===== The records
PR #3842, opened 2015-05-31
WIP: Add dialect version parameter

BridgeAR:
This is an initial commit for adding specific dialect version functions

I know there are some problems with old mssql versions and the data-types right now and there's probably more (So please leave a comment if you remember something else :) ).

Besides that: I think it would be nicer to use `SELECT version();` instead of using the parameter. So I think it would be best to read the version and use that. In case of the `standard_conforming_strings` this has a shortcoming, since we have to set that after we know the version.

PR #4192, opened 2015-07-26
feat(version) Automatically determine the database version when creat…

janmeier:
…ing the first connection. Re-roll of #3842

Should be good to go, just want to get a quick review on it :)

### DIFF
--- a/lib/dialects/abstract/connection-manager.js
+++ b/lib/dialects/abstract/connection-manager.js
@@ -184,11 +184,36 @@ ConnectionManager.prototype.getConnection = function(options) {
   var self = this;
   options = options || {};
 
-  return new Promise(function (resolve, reject) {
-    self.pool.acquire(function(err, connection) {
-      if (err) return reject(err);
-      resolve(connection);
-    }, options.priority, options.type, options.useMaster);
+  var promise;
+  if (this.sequelize.options.databaseVersion === 0) {
+    if (this.versionPromise) {
+      promise = this.versionPromise;
+    } else {
+      promise = this.versionPromise = self.$connect(self.config).then(function (connection) {
+        var _options = {};
+        _options.transaction = { connection: connection }; // Cheat .query to use our private connection
+        _options.logging = function () {};
+        _options.logging.__testLoggingFn = true;
+
+        return self.sequelize.databaseVersion(_options).then(function (version) {
+          self.sequelize.options.databaseVersion = version;
+          self.versionPromise = undefined;
+
+          self.$disconnect(connection);
+        });
+      });
+    }
+  } else {
+    promise = Promise.resolve();
+  }
+
+  return promise.then(function () {
+    return new Promise(function (resolve, reject) {
+      self.pool.acquire(function(err, connection) {
+        if (err) return reject(err);
+        resolve(connection);
+      }, options.priority, options.type, options.useMaster);
+    });
   });
 };
 ConnectionManager.prototype.releaseConnection = function(connection) {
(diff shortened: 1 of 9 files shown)


lib/dialects/abstract/connection-manager.js
```diff
@@ -184,11 +184,28 @@ ConnectionManager.prototype.getConnection = function(options) {
...
+        _options.logging.__testLoggingFn = true;
+
+        return self.sequelize.databaseVersion(_options).then(function (version) {
+          self.sequelize.options.databaseVersion = version;
+
+          self.$disconnect(connection);
+        });
+      });
+    }
+  }).then(function () {
```
BridgeAR: A Promise should always [return something] (https://github.com/spion/thenlint) in the middle of a promise chain so I recommend to rewrite this to:
```js
var promise;
if (self.sequelize.options.databaseVersion === 0) {
  promise = self.$connect(self.config)...
} else {
  promise = Promise.resolve();
}
return promise.then(function () { ... });
```
That's also a bit less indentation (and you use one promise less). Some might prefere the other way to write this because of the style though. In that case it would be good to add a `return;` behind the if.

BridgeAR:
LGTM with one small comment

lib/dialects/abstract/connection-manager.js
```diff
@@ -184,11 +184,28 @@ ConnectionManager.prototype.getConnection = function(options) {
   var self = this;
   options = options || {};
 
-  return new Promise(function (resolve, reject) {
-    self.pool.acquire(function(err, connection) {
-      if (err) return reject(err);
-      resolve(connection);
-    }, options.priority, options.type, options.useMaster);
+  return Promise.resolve().then(function () {
+    if (self.sequelize.options.databaseVersion === 0) {
```
mickhansen: This will race, won't it?

lib/dialects/abstract/connection-manager.js
mickhansen: `return;` would not be returning something, i don't really see the importance in any case, but up to @janmeier

mickhansen: Although i do generally prefer short circuit code like your second example, although that example will still race.

lib/dialects/abstract/connection-manager.js
janmeier: If several concurrent calls request a transaction yes. The other alternative is to block once the first call is sent, but it would make the code slightly more complicated. I don't really think its a big problem that call getversion `maxConnections` number of times :)

mickhansen: Just if you have several concurrent calls i assume? Each will request a new connection from the pool.
Blocking would not be too tricky, save the connect + databaseversion promise in a variable, if var is set use that to resolve.

lib/dialects/abstract/connection-manager.js
BridgeAR: `return;` is sugar for `return undefined;`. So it'll return `undefined` and not nothing ;). I personally use `return void 0;` but that's just something I got used to quite a while ago. If you do not return something in the middle of a promise chain the promise thinks it's done and has to realize that there's another then chained.

lib/dialects/abstract/connection-manager.js
janmeier: Yep, nothing to do with transaction :)

janmeier:
Updated, thanks for the feedback @mickhansen and @BridgeAR  :)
==========
What to work on: Return the listing above word for word.

Task response:
PR #3842, opened 2015-05-31
WIP: Add dialect version parameter

BridgeAR:
This is an initial commit for adding specific dialect version functions

I know there are some problems with old mssql versions and the data-types right now and there's probably more (So please leave a comment if you remember something else :) ).

Besides that: I think it would be nicer to use `SELECT version();` instead of using the parameter. So I think it would be best to read the version and use that. In case of the `standard_conforming_strings` this has a shortcoming, since we have to set that after we know the version.

PR #4192, opened 2015-07-26
feat(version) Automatically determine the database version when creat…

janmeier:
…ing the first connection. Re-roll of #3842

Should be good to go, just want to get a quick review on it :)

### DIFF
--- a/lib/dialects/abstract/connection-manager.js
+++ b/lib/dialects/abstract/connection-manager.js
@@ -184,11 +184,36 @@ ConnectionManager.prototype.getConnection = function(options) {
   var self = this;
   options = options || {};
 
-  return new Promise(function (resolve, reject) {
-    self.pool.acquire(function(err, connection) {
-      if (err) return reject(err);
-      resolve(connection);
-    }, options.priority, options.type, options.useMaster);
+  var promise;
+  if (this.sequelize.options.databaseVersion === 0) {
+    if (this.versionPromise) {
+      promise = this.versionPromise;
+    } else {
+      promise = this.versionPromise = self.$connect(self.config).then(function (connection) {
+        var _options = {};
+        _options.transaction = { connection: connection }; // Cheat .query to use our private connection
+        _options.logging = function () {};
+        _options.logging.__testLoggingFn = true;
+
+        return self.sequelize.databaseVersion(_options).then(function (version) {
+          self.sequelize.options.databaseVersion = version;
+          self.versionPromise = undefined;
+
+          self.$disconnect(connection);
+        });
+      });
+    }
+  } else {
+    promise = Promise.resolve();
+  }
+
+  return promise.then(function () {
+    return new Promise(function (resolve, reject) {
+      self.pool.acquire(function(err, connection) {
+        if (err) return reject(err);
+        resolve(connection);
+      }, options.priority, options.type, options.useMaster);
+    });
   });
 };
 ConnectionManager.prototype.releaseConnection = function(connection) {
(diff shortened: 1 of 9 files shown)


lib/dialects/abstract/connection-manager.js
```diff
@@ -184,11 +184,28 @@ ConnectionManager.prototype.getConnection = function(options) {
...
+        _options.logging.__testLoggingFn = true;
+
+        return self.sequelize.databaseVersion(_options).then(function (version) {
+          self.sequelize.options.databaseVersion = version;
+
+          self.$disconnect(connection);
+        });
+      });
+    }
+  }).then(function () {
```
BridgeAR: A Promise should always [return something] (https://github.com/spion/thenlint) in the middle of a promise chain so I recommend to rewrite this to:
```js
var promise;
if (self.sequelize.options.databaseVersion === 0) {
  promise = self.$connect(self.config)...
} else {
  promise = Promise.resolve();
}
return promise.then(function () { ... });
```
That's also a bit less indentation (and you use one promise less). Some might prefere the other way to write this because of the style though. In that case it would be good to add a `return;` behind the if.

BridgeAR:
LGTM with one small comment

lib/dialects/abstract/connection-manager.js
```diff
@@ -184,11 +184,28 @@ ConnectionManager.prototype.getConnection = function(options) {
   var self = this;
   options = options || {};
 
-  return new Promise(function (resolve, reject) {
-    self.pool.acquire(function(err, connection) {
-      if (err) return reject(err);
-      resolve(connection);
-    }, options.priority, options.type, options.useMaster);
+  return Promise.resolve().then(function () {
+    if (self.sequelize.options.databaseVersion === 0) {
```
mickhansen: This will race, won't it?

lib/dialects/abstract/connection-manager.js
mickhansen: `return;` would not be returning something, i don't really see the importance in any case, but up to @janmeier

mickhansen: Although i do generally prefer short circuit code like your second example, although that example will still race.

lib/dialects/abstract/connection-manager.js
janmeier: If several concurrent calls request a transaction yes. The other alternative is to block once the first call is sent, but it would make the code slightly more complicated. I don't really think its a big problem that call getversion `maxConnections` number of times :)

mickhansen: Just if you have several concurrent calls i assume? Each will request a new connection from the pool.
Blocking would not be too tricky, save the connect + databaseversion promise in a variable, if var is set use that to resolve.

lib/dialects/abstract/connection-manager.js
BridgeAR: `return;` is sugar for `return undefined;`. So it'll return `undefined` and not nothing ;). I personally use `return void 0;` but that's just something I got used to quite a while ago. If you do not return something in the middle of a promise chain the promise thinks it's done and has to realize that there's another then chained.

lib/dialects/abstract/connection-manager.js
janmeier: Yep, nothing to do with transaction :)

janmeier:
Updated, thanks for the feedback @mickhansen and @BridgeAR  :)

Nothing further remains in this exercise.